§ WHAT TO WORK ON:
Repeat the entries word for word. Leave nothing out.

Stored data:

···

PR #197817, opened 2026-05-14
[clang][NFC] Remove `macro_begin` and `macro_end` from `Preprocessor`

davidstone:
Use `macros()` wherever posible. This gives us the following advantages:

1. We can use the range-base for loop for simpler looking code.
2. We more ergonomically use algorithms.
3. We can avoid the duplicate work of checking if we need to call `ExternalSource->ReadDefinedMacros()` that was in both `macro_begin` and `macro_end`. In some cases, we save this extra work once per loop iteration, not just one extra total.
4. No user confusion deciding which version they should call
5. Reduce the size of `Preprocessor.h` and the number of members in `Preprocessor`.

Using `macros` ends up being the better solution in every case, so since all callers were migrated from `macro_begin` and `macro_end` to `macros`, get rid of `macro_begin` and `macro_end`.

### DIFF
--- a/clang-tools-extra/clang-tidy/bugprone/BadSignalToKillThreadCheck.cpp
+++ b/clang-tools-extra/clang-tidy/bugprone/BadSignalToKillThreadCheck.cpp
@@ -32,10 +32,10 @@ void BadSignalToKillThreadCheck::check(const MatchFinder::MatchResult &Result) {
     return KeyValue.first->getName() == "SIGTERM" &&
            KeyValue.first->hasMacroDefinition();
   };
-  const auto macros = PP->macros();
+  const auto Macros = PP->macros();
   const auto TryExpandAsInteger =
       [&](Preprocessor::macro_iterator It) -> std::optional<unsigned> {
-    if (It == macros.end())
+    if (It == Macros.end())
       return std::nullopt;
     const MacroInfo *MI = PP->getMacroInfo(It->first);
     const Token &T = MI->tokens().back();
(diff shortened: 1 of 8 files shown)


clang-tools-extra/clang-tidy/bugprone/NotNullTerminatedResultCheck.cpp
```diff
@@ -796,25 +791,21 @@ void NotNullTerminatedResultCheck::check(
...
+    for (const auto &M : PP->macros()) {
+      if (M.first->getName() != "__STDC_WANT_LIB_EXT1__")
+        continue;
+      const auto *MI = PP->getMacroInfo(M.first);
+      // PP->getMacroInfo() returns nullptr if macro has no definition.
+      if (!MI)
+        continue;
+      const auto &T = MI->tokens().back();
+      if (T.isLiteral() && T.getLiteralData()) {
+        const StringRef ValueStr = StringRef(T.getLiteralData(), T.getLength());
```
localspook: To avoid repeating the type name:
```suggestion
        const StringRef ValueStr(T.getLiteralData(), T.getLength());
```

clang-tools-extra/clang-tidy/bugprone/BadSignalToKillThreadCheck.cpp
```diff
@@ -55,7 +56,7 @@ void BadSignalToKillThreadCheck::check(const MatchFinder::MatchResult &Result) {
     return IntValue.getZExtValue();
   };
 
-  const auto SigtermMacro = llvm::find_if(PP->macros(), IsSigterm);
+  const auto SigtermMacro = llvm::find_if(Macros, IsSigterm);
```
localspook, line 59: This is preexisting, so I'm not asking for changes in this PR, but it seems inefficient to be doing an O(n) walk over all defined macros instead of an O(1) lookup in the underlying map. Same thing in the other check.

localspook (approved):
clang-tidy changes LGTM

clang-tools-extra/clang-tidy/bugprone/BadSignalToKillThreadCheck.cpp
davidstone: Yeah, I noticed that, too. I was considering a follow-up PR for that, but I have a bunch of other stuff that I'll be getting to first.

···

§ OUTPUT FOR THIS TASK:
PR #197817, opened 2026-05-14
[clang][NFC] Remove `macro_begin` and `macro_end` from `Preprocessor`

davidstone:
Use `macros()` wherever posible. This gives us the following advantages:

1. We can use the range-base for loop for simpler looking code.
2. We more ergonomically use algorithms.
3. We can avoid the duplicate work of checking if we need to call `ExternalSource->ReadDefinedMacros()` that was in both `macro_begin` and `macro_end`. In some cases, we save this extra work once per loop iteration, not just one extra total.
4. No user confusion deciding which version they should call
5. Reduce the size of `Preprocessor.h` and the number of members in `Preprocessor`.

Using `macros` ends up being the better solution in every case, so since all callers were migrated from `macro_begin` and `macro_end` to `macros`, get rid of `macro_begin` and `macro_end`.

### DIFF
--- a/clang-tools-extra/clang-tidy/bugprone/BadSignalToKillThreadCheck.cpp
+++ b/clang-tools-extra/clang-tidy/bugprone/BadSignalToKillThreadCheck.cpp
@@ -32,10 +32,10 @@ void BadSignalToKillThreadCheck::check(const MatchFinder::MatchResult &Result) {
     return KeyValue.first->getName() == "SIGTERM" &&
            KeyValue.first->hasMacroDefinition();
   };
-  const auto macros = PP->macros();
+  const auto Macros = PP->macros();
   const auto TryExpandAsInteger =
       [&](Preprocessor::macro_iterator It) -> std::optional<unsigned> {
-    if (It == macros.end())
+    if (It == Macros.end())
       return std::nullopt;
     const MacroInfo *MI = PP->getMacroInfo(It->first);
     const Token &T = MI->tokens().back();
(diff shortened: 1 of 8 files shown)


clang-tools-extra/clang-tidy/bugprone/NotNullTerminatedResultCheck.cpp
```diff
@@ -796,25 +791,21 @@ void NotNullTerminatedResultCheck::check(
...
+    for (const auto &M : PP->macros()) {
+      if (M.first->getName() != "__STDC_WANT_LIB_EXT1__")
+        continue;
+      const auto *MI = PP->getMacroInfo(M.first);
+      // PP->getMacroInfo() returns nullptr if macro has no definition.
+      if (!MI)
+        continue;
+      const auto &T = MI->tokens().back();
+      if (T.isLiteral() && T.getLiteralData()) {
+        const StringRef ValueStr = StringRef(T.getLiteralData(), T.getLength());
```
localspook: To avoid repeating the type name:
```suggestion
        const StringRef ValueStr(T.getLiteralData(), T.getLength());
```

clang-tools-extra/clang-tidy/bugprone/BadSignalToKillThreadCheck.cpp
```diff
@@ -55,7 +56,7 @@ void BadSignalToKillThreadCheck::check(const MatchFinder::MatchResult &Result) {
     return IntValue.getZExtValue();
   };
 
-  const auto SigtermMacro = llvm::find_if(PP->macros(), IsSigterm);
+  const auto SigtermMacro = llvm::find_if(Macros, IsSigterm);
```
localspook, line 59: This is preexisting, so I'm not asking for changes in this PR, but it seems inefficient to be doing an O(n) walk over all defined macros instead of an O(1) lookup in the underlying map. Same thing in the other check.

localspook (approved):
clang-tidy changes LGTM

clang-tools-extra/clang-tidy/bugprone/BadSignalToKillThreadCheck.cpp
davidstone: Yeah, I noticed that, too. I was considering a follow-up PR for that, but I have a bunch of other stuff that I'll be getting to first.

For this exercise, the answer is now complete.